I will detail the mathematical background in another article soon.

Divisions by zero

I have caught a few cases where division by zero occurs, e.g. when obj_dist = 0. In this case I use the simple trick of giving it a very small distance. (I think I am showing that I am not a real programmer!) I appreciate any more cases of such errors, as well as suggestions of better ways to avoid them.


This is set as a simple set of two lights, which can be changed.

Things to do

Short term

  • Check angles for points in −z region
  • Group items better as macros in holopov.inc
  • Improve data display
  • Provide option for a solid looking cube, rather like ball and sticks, as now.
  • Provide a user-friendly GUI. It is important that this is portable, and
    more or less device independent. I am presently trying out Revolution

Longer term

  • Show a ‘real’ object and its image, not just grid points or cubes
  • Incorporate conventional optics (like a field lens) to modify image

4 Responses to “HoloPov: A previsualization program for holographers (version 0.5)”

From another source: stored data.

PR #6662, opened 2023-10-27
map insert support return increment id

FangSqing:
- 

- [x] Do only one thing
- [x] Tested

This pull request aims to support returning the primary key value, when using a map (or map list) to call GORM to insert record, in auto-increment primary key case. 

If the primary key value is not set, the returned map or map list will be filled with a custom column "@id".

### User Case Description

The following cases are all using **auto-increment primary key**
**Case 1:**
&ensp; Input: map or map list without primary key
&ensp; Output: map or map list will be filled with "@id"
**Case 2:**
&ensp; Input: map or map list with primary key
&ensp; Output: map or map list will be filled with "@id"

The following cases are all using **non-auto-increment primary key**
**Case 1:**
&ensp; Input: map or map list without primary key
&ensp; Output: error, the same as before.
**Case 2:**
&ensp; Input: map or map list with primary key
&ensp; Output: the same as before

Last but not least, it has no impact on non-auto-increment primary keys.

### DIFF
--- a/callbacks/create.go
+++ b/callbacks/create.go
@@ -107,15 +107,47 @@ func Create(config *Config) func(db *gorm.DB) {
 			return
 		}
 
-		if db.Statement.Schema != nil {
-			if db.Statement.Schema.PrioritizedPrimaryField == nil || !db.Statement.Schema.PrioritizedPrimaryField.HasDefaultValue {
-				return
-			}
+		insertID, err := result.LastInsertId()
+		insertOk := err == nil && insertID > 0
+		if !insertOk {
+			db.AddError(err)
+			return
+		}
 
-			insertID, err := result.LastInsertId()
-			insertOk := err == nil && insertID > 0
-			if !insertOk {
-				db.AddError(err)
+		var (
+			pkField     *schema.Field
+			pkFieldName = "@id"
+		)
+
+		if db.Statement.Schema != nil && db.Statement.Schema.PrioritizedPrimaryField != nil && db.Statement.Schema.PrioritizedPrimaryField.HasDefaultValue {
+			pkField = db.Statement.Schema.PrioritizedPrimaryField
+			pkFieldName = db.Statement.Schema.PrioritizedPrimaryField.DBName
+		}
+
+		// append @id column with value for auto-increment primary key
+		// the @id value is correct, when: 1. without setting auto-increment primary key, 2. database AutoIncrementIncrement = 1
+		switch values := db.Statement.Dest.(type) {
+		case map[string]interface{}:
+			values[pkFieldName] = insertID
+		case *map[string]interface{}:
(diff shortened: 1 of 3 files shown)


callbacks/create.go
```diff
@@ -103,9 +103,15 @@ func Create(config *Config) func(db *gorm.DB) {
...
+		if db.RowsAffected == 0 {
+			return
+		}
+
+		if db.Statement.Schema != nil {
+			if db.Statement.Schema.PrioritizedPrimaryField == nil || !db.Statement.Schema.PrioritizedPrimaryField.HasDefaultValue {
+				return
+			}
+
 			insertID, err := result.LastInsertId()
```
jinzhu, line 115: In some cases,  the `Dest` might be a map value, but `db.Statement.Schema` is not nil, for example:


`db.Model(&User{}).First(map[string]interface{}{})`

jinzhu: btw, can you add some test cases for the feature, thank you.

a631807682 (commented):
Since the detection of `RETURNING` does not support map, an error will occur if the driver only supports returning but not LastInsertId (the database usually only supports one).
We need to change the detection of `RETURNING` if we want to support this feat.

related to https://github.com/go-gorm/gorm/issues/6812

sujit-baniya:
This PR creates bug for inserting rows (slice of map) in batches for Postgres

Error: `LastInsertId is not supported by this driver`

FangSqing:
Sorry, I’ll check it and fix it with a new PR.

thesiti92:
I also cannot update gorm because this breaks inserting a map of values in postgres. Thanks for working on a fix!

sujit-baniya:
For the time being, till the issue is fixed, I've been checking for the error message.

> https://github.com/go-gorm/gorm/compare/master...sujit-baniya:gorm:master

zh929:
if I use createForUpdate logic，and the same logic is executed simultaneously in multiple databases，if not set Model, the same map will add “@id”，causing some SQL statements to fail execution. For example:
`
        updateList := make([]map[string]interface{}, 0)  // the map will be add '@id'
        columns := make([]clause.Column, 0)
        updateColumns := make([]string, 0)
        wg := new(sync.WaitGroup)
	wg.Add(len(req.dbList))
	for _, v := range req.dbList {
		go func(dbName string) {
			defer wg.Done()
			db := global.GVA_DBList[dbName]
			err := db.Table(req.table).Clauses(clause.OnConflict{
				Columns:   columns,                                
				DoUpdates: clause.AssignmentColumns(updateColumns), 
			}).Create(&updateList).Error
			if err != nil {
				errDbList = append(errDbList, dbName)
				isAllDone = false
			}
		}(v)
	}
	wg.Wait()
`
Error Msg: Error 1054 (42S22): Unknown column '@id' in 'field list'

  • Hi Kaveh. It was good to see you at the holography meeting. I didn’t see this comment box the first time. HoloPov really is unique in my opinion. I have other software which handles grating calculations, but not like this.
    I have been thinking that it would be extremely useful to add the ability to do RCWA calculations, and model diffuse surfaces using Torrance-Sparrow or Oren-Nayar models. This would require a huge processing overhead of course but make it possible to simulate diffraction from optically rough surfaces. It would also be a difficult programming task. I wonder whether you had considered this possible.

    Best wishes,

  • Hi Tristram. Yes, it was good to see you and talk to you again, after the Museum meeting when we first met.

    This comment box is new, since we moved Hoographer to WordPress. That is why you did not see it!!

    I have to say I will need to pass on your suggestion as it is out of my abilities. Also it has been a while since I messed with the code. I am really happy that at least one person is using this software successfully. 😉

    On the positive side, before long I should have a good GUI for this, so you just push buttons and sliders to make changes…

  • Hello Kaveh,

    I was thinking on trying holopov… is there any new version or the GUI you mentioned? Thanks.

  • Thanks for the reminder Arturo. It will come, but can’t say when. I have had a colleague rewrite my “Batch Commander” software which should do this well. Keep reminding me!!!